Si à chaque accident sérieux mais sans gravité, il est juste de rappeler les progrès majeurs de la discipline en matière de sécurité, la Formule 1 ne sera jamais éternellement épargnée. C'est pourquoi il est important de ne pas se reposer sur ses acquis et combler les failles exposées lors de certains drames.

Suzuka 2014 avec la mort de Jules Bianchi en témoigne parfaitement. Cet accident accéléra notamment les recherches quant à la protection de la tête des pilotes, ce qui aboutit au fameux Halo. Un dispositif contesté au premier abord mais dont l'efficacité fut mise en lumière à Bahreïn en 2020. Désormais Romain Grosjean se félicite de l'existence du Halo chaque jour de sa (deuxième) vie.

L'autre héritage de la perte de Bianchi concerne la neutralisation même partielle de la course. La FIA n'a pas hésité – avec un certain manque de tact – à souligner la vitesse trop élevée de la Marussia dans un secteur marqué par les drapeaux jaunes.

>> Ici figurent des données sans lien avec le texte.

PR #101, opened 2020-11-15
Hall Effect Sensor Spacing and Jig

dmadison:
This PR dynamically adjusts the hall effect sensor's height off of the PCB in the model based on its distance from the spool. The sensor will maintain the same relative distance from the spool as the model is changed and throw an error if its distance from the PCB exceeds the max length of the sensor's leads (per the datasheet). I also created a small lasercut jig that fits between the PCB and the sensor to aid in soldering.

Using your v0.5 sensor assembly video as reference, I set the spool offset to `0.7 mm` which corresponds to a distance of `5.8 mm` from the PCB. Note that this PR has a conflict with #100 that will need to be resolved, as the new jig is cut out of the motor window area.

Here are some demonstration gifs, using a change in material thickness (3.2 -> 1.0) to show the dynamic position.

#### Before:
sf-sensor-position-master

#### After:
sf-sensor-position-pr

And here's the change to the lasercut design ([before](https://user-images.githubusercontent.com/24282108/99187360-39fb2b80-2724-11eb-848e-68b93e99ae2b.png) / [after](https://user-images.githubusercontent.com/24282108/99187365-3b2c5880-2724-11eb-81a0-87e7d7033725.png)).

The spacing jig can be viewed in-place in the 3D design by changing `render_sensor_jig` to 'true'.

### DIFF
--- a/3d/pcb.scad
+++ b/3d/pcb.scad
@@ -16,12 +16,14 @@
 include <m4_dimensions.scad>;
 
 pcb_thickness = 1.6;
+sensor_spool_distance = 0.85;  // distance from the sensor to the face of the spool
 
 // From datasheet:
 hall_effect_height = (2.8 + 3.2) / 2;
 hall_effect_width = (3.9 + 4.3) / 2;
 hall_effect_thickness = (1.40 + 1.60) / 2;
 hall_effect_sensor_offset_y = hall_effect_height - 1.25;
+hall_effect_pin_length_max = 14.5;
 
 // From sensor.kicad_pcb:
 pcb_height = 16.256;
@@ -29,7 +31,6 @@ pcb_length = 16.256;
 pcb_hole_to_sensor_pin_1_x = 8.636;
 pcb_hole_to_sensor_pin_1_y = 1.27;
 sensor_pin_pitch = 1.27;
-sensor_pin_length = 8;
 pcb_hole_to_connector_pin_1_x = 8.636;
 pcb_hole_to_connector_pin_1_y = 8.636;
 connector_pin_pitch = 2.54;
@@ -57,7 +58,7 @@ pcb_sensor_pin_width = 0.43;
 
 
 // 3D PCB module, origin at the center of the mounting hole on the bottom surface of the PCB
-module pcb() {
+module pcb(pcb_to_spool) {
     color([0, 0.5, 0]) {
         linear_extrude(height=pcb_thickness) {
             difference() {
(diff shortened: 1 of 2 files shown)


dmadison:
I was thinking a little more about this and the thickness issue (#93). If your original design was manufactured at 3 mm thick with the CAD thickness set to 3.2, should the spool offset be lowered down to 0.5? That would make the current design offset by 6 mm, which would go down to the accurate 5.8 mm when the thickness is lowered to 3.0.

scottbez1:
> I was thinking a little more about this and the thickness issue (#93). If your original design was manufactured at 3 mm thick with the CAD thickness set to 3.2, should the spool offset be lowered down to 0.5? That would make the current design offset by 6 mm, which would go down to the accurate 5.8 mm when the thickness is lowered to 3.0.

I don't know that it matters enough to be worth preserving that "accurate" 5.8mm value. IIRC the 5.8mm was determined empirically/by eye, and was really specified with more significant figures than relevant, especially considering the leads are being hand-bent and there's typically more than 0.2mm worth of axial slop in the output shaft of the 28byj-48 motors...

dmadison:
That's fair. In that case I'll leave the value as-is. Plus it's probably better to keep the sensor farther away from the spinning spool if possible.

dmadison:
(Closing / reopening to re-trigger the Travis CI build, which apparently failed on the electronics section)

3d/pcb.scad
```diff
@@ -89,11 +97,14 @@ module pcb() {
...
 
-
-
     // Sensor pins
     color([0.5, 0.5, 0.5]) {
-        translate([pcb_hole_to_sensor_pin_1_x - pcb_sensor_pin_width/2, pcb_hole_to_sensor_pin_1_y - pcb_sensor_pin_width/2, -sensor_pin_length + pcb_thickness + 0.1]) {
+        pin_extra_length = 0.1;  // pins excess sticking out from the back of the PCB
+        sensor_z_offset = pcb_to_spool - sensor_spool_distance - hall_effect_thickness/2 - 0.1;
+        sensor_pin_length = sensor_z_offset + pcb_thickness + pin_extra_length;
+        assert(sensor_pin_length < hall_effect_pin_length_max, "Warning: design is too thick to fit sensor");
```
scottbez1, line 105: Oh cool, looks like OpenSCAD finally got bumped to a modern version (2019.05) in Ubuntu 20.04 so we can use `assert` instead of `legacyAssert` now; nice!

scottbez1 (approved):

PR #102, opened 2020-11-24
Etched home flap indicator

dmadison:
As I was starting to put the flaps in my enclosure I thought it would be really nice if there was some sort of indicator for which hole was for the 'home' flap. So I added one:

sf-home-etching-3d

sf-home-etching-2d


scottbez1 (approved):
Great idea!

PR #103, opened 2020-11-29
Flap Case

dmadison:
While I was waiting for the enclosure to be lasercut I got a head start on applying the vinyl to the flaps, but had nowhere to put them. So I designed a 3D printed case that holds a full set of 40 flaps.

sf-flap-case-views

The design includes a finger hole at the bottom for pushing flaps out, a 'pinch' cutout on the sides for grabbing flaps, and a rounded slot on the bottom for retaining a rubber band or other strap to keep the flaps in place. I've printed eight of these (from the Fusion 360 version of the design) and they work great.

The OpenSCAD version submitted is fully modular and will scale in height for different flap counts. I also added an array feature so you can create a single part with multiple rows and columns of containers, such as a 1x4 version for all of the modules on a single driver.


scottbez1 (approved):
Super cool! If you don't mind, want to put together a little bit of content for the README about these 3d-printed jigs? I want to make sure people know about these cool helpers!

PR #104, opened 2020-12-01
Sensor PCB Case

dmadison:
As with the flap case (#103), while I'm waiting for the enclosures to be finished I have a bunch of assembled sensor PCBs sitting around. This is a little dangerous since the hall effect sensors stick out from the board and can be accidentally bent out of position. So I designed a 3D printed case for them to safely sit in until the modules can be assembled.

sf-sensor-case-x1

The design has a `cases_per_row` parameter for generating multiple cases in one design, as well as a `dual_rows` parameter that mirrors a second row along the back for double the number of PCB spots:

sf-sensor-case-x8

### DIFF
--- a/3d/pcb.scad
+++ b/3d/pcb.scad
@@ -56,16 +56,22 @@ pcb_connector_pin_tail_length = 3.05 + 2.5/2;
 pcb_sensor_pin_width = 0.43;
 
 
+module pcb_outline_2d(hole=true) {
+    difference() {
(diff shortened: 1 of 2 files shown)


dmadison:
Printed and with PCBs in place:

sf-sensor-case-x8-printed

scottbez1 (approved):
Wow, super cool! And including fillets in OpenSCAD is some serious dedication!

PR #105, opened 2020-12-04
CAD Render Colors

dmadison:
I've made a number of changes to the assembly to make it easy to adjust the colors.

First, the assembly color variations are now generated from a single base color. This means you can change the one 'assembly' color and still keep the color variation between parts. The scalars were calculated from the current values so everything should keep the same appearance as before. The etch color, similarly, has been broken out into a variable and can now be changed.

Second, I've added variables for the hardware (nuts + bolts) and flap color. This allows you to change out the steel hardware for black oxide or swap the flaps from white to black. The letter color is calculated as the inverse of the flap color, so white flaps get black letters and black flaps get white letters (and red flaps get cyan letters and so on and so forth).

There should be no functional changes to the design.

#### Default: MDF, white flaps, steel hardware

sf-colors-default

#### Demo: Matte black acrylic, black flaps, black oxide hardware

sf-colors-matte-black

Using:
```cpp
assembly_color = [0.1, 0.1, 0.1];
etch_color = [0.5, 0.5, 0.5];
hardware_color = [0.2, 0.2, 0.2];
flap_color = [0, 0, 0];
```

### DIFF
--- a/3d/rough7380.scad
+++ b/3d/rough7380.scad
@@ -26,27 +26,26 @@ module roughM4_7380(length) {
     sphere_offset = 1.2;  // Just a guess
     sphere_radius = sqrt(sphere_offset*sphere_offset + (head_diameter/2)*(head_diameter/2));
 
-    color([0.75, 0.75, 0.8]) {
-        difference() {
-            union() {
-                translate([0, 0, -eps]) {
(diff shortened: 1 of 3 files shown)


scottbez1 (approved):
Neat!

PR #108, opened 2020-12-12
Organize 3D printed tools

dmadison:
Collects all of the 3D printed tool designs in a subfolder to try and keep the CAD files at least somewhat organized. Also fixes a bug with the optional PCB rendering in the PCB case design and adds a section to the README about these designs (per your comment in #103 :smile:).


scottbez1 (approved):
Awesome, thank you!

PR #109, opened 2020-12-14
Zip Ties for Cable Management

dmadison:
Adds holes for cable management zip ties into the left side of the enclosure: one pair underneath the sensor PCB for wires exiting downwards (PCB behind module) and one pair above the motor for wires exiting upwards (PCB mounted on top of module(s)). The goal is to prevent the wires from bending outwards and getting tangled in the moving spools of adjacent modules.

These are sized to work with your typical 2.5 mm wide mini zip ties.

sf-zip-tie-mounts png

### DIFF
--- a/3d/splitflap.scad
+++ b/3d/splitflap.scad
@@ -265,31 +265,6 @@ echo(flap_notch_height=flap_notch_height);
 echo(pcb_to_sensor=pcb_to_sensor(pcb_to_spool));
 
 
-module rounded_square(size, center=false, r=0.0, $fn=$fn) {
-    width  = size[0] == undef ? size : size[0];  // unpack vector if present
-    height = size[1] == undef ? size : size[1];
-
-    if(r <= 0.0) {
-        square([width, height], center=center);
-    } else {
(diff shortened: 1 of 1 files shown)


scottbez1 (approved):
Neat!

Have you tested that the zip tie's natural bend radius on the inside of the enclosure keeps it clear of the flaps? I'd be a little worried that a zip tie will naturally bow out around the bends and interfere with the side of the flaps given how tight that space is. I'm happy to do a test later today if you'd like; sounds like a great opportunity to try out some smaller endmills on my new CNC machine :smile:

dmadison:
Go for it! Sounds like a good excuse to run a few parts :grin:

I haven't tested it myself but I don't expect interference to be an issue. With wires on the opposite side the back portion of the tie should pull pretty flush to the enclosure.

scottbez1:
"pretty flush to the enclosure" is accurate :smile: 

I'm seeing < 1.5mm sticking out on the back side with some dummy wires zip-tied which is more than flush enough.

PXL_20201224_055402052
PXL_20201224_055422982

Un problème certes récurent qui ne datait pas de 2014, même si la présence de la grue fut un autre facteur aggravant. Encore que Suzuka 2022 semble indiquer que la direction de course ne considère toujours pas la chose ainsi...

Néanmoins, pour mieux encadrer les interventions intermédiaires ne nécessitant pas une neutralisation complète, la FIA introduisit la voiture de sécurité virtuelle pour la saison 2015. Les monoplaces en piste doivent adopter un rythme similaire à une neutralisation concrète et défini par le fameux delta, le tout avec les mêmes restrictions en terme de dépassements et d'usage du DRS. Mais le Safety Car reste au stand ; ainsi la procédure s'en trouve raccourcie puisqu'il n'y a plus besoin de rejoindre la voiture de sécurité, ni de laisser passer les monoplaces à un tour.

Son inauguration intervint à Silverstone après que Carlos Sainz ait immobilisé sa Toro Rosso dans l'échappatoire du dernier virage. La demi-neutralisation dura deux tours et s'effectua sans accroc. Elle fut tellement anecdotique que le résumé officiel de la saison n'en fit même pas mention dans son focus sur le Grand Prix de Grande Bretagne !

Néanmoins, la procédure fait désormais partie intégrante d'un week-end de course. Même si la neutralisation VSC est très (trop?) souvent suivie d'une neutralisation SC, ce qui tend à relativiser sa légitimité.